The acronym SaaS stands for ‘Software as a Service’, a method of software delivery in which the software is hosted in the cloud rather than being installed on individual machines.

The cloud refers to remote storage of data on external servers which may be accessed over the internet by anyone given permission to share it, from any location, on any computer, rather than storing the data on one computer.

Many types of software can be provided in this way, but some common business applications include accounts, content management, human resources and service desk applications.

Software as a Service is usually designed to be used across as many different operating systems, for example Windows, Mac OS and Linux, as possible. This includes different versions of the same operating system. The most common way of ensuring compatibility is to run the software as a web-based application, through a web browser like Internet Explorer or Firefox. The application is designed to be compatible across a wide range of browsers and versions, a much easier task than creating software that will run across different operating systems.
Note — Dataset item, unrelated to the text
PR #135, opened 2026-08-25
Flux-network re-design

Bronek:
Includes documents:

- CONTEXT.md: the workspace glossary (Tile, Spine, Signal, Waker; Stream, Group, Tenant, Raw group, Owned/External mode, Endpoint, Peer, Deadline, Draining, Lingering, Refused).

It is usually possible to customise the interface, adding features or altering the look and feel, perhaps with different themes or skins. This may be done by the individual user or a corporation. In the latter case, a corporation may use logos, fonts and colour schemes that allow the software to fit in with company branding.

Payment for Software as a Service is usually made on a subscription basis rather than as a one-off charge. Companies using the software may pay per user or per transaction carried out, or simply pay a monthly or annual fee. Some software is available in a free version, with the option to pay for extra features.

Advantages and disadvantages of SaaS

Both the user and the software provider benefit from this system. The central location of the software means that it is easy for the development team to roll out software updates or security patches, to the advantage of both parties. The developers can also collect data on how the software is being used, and request feedback, which will in turn benefit the users as this data is taken into account and used to improve the service.

There are disadvantages to Software as a Service, however. It can be hard to assess how secure cloud storage really is, leading to concerns. The remote location of cloud-based data and applications mean there can be lag when attempting to access these, while a problem with the internet connection at either the server or user end means data cannot be accessed until the problem is resolved.

The future

As applications become more complicated, taking up more memory, and businesses produce more data every day, users are turning increasingly to the cloud to provide storage solutions for both data and software. This reliance on the cloud is expected to increase as internet connections become faster and more reliable, making Software as a Service the solution of choice for more and more business users.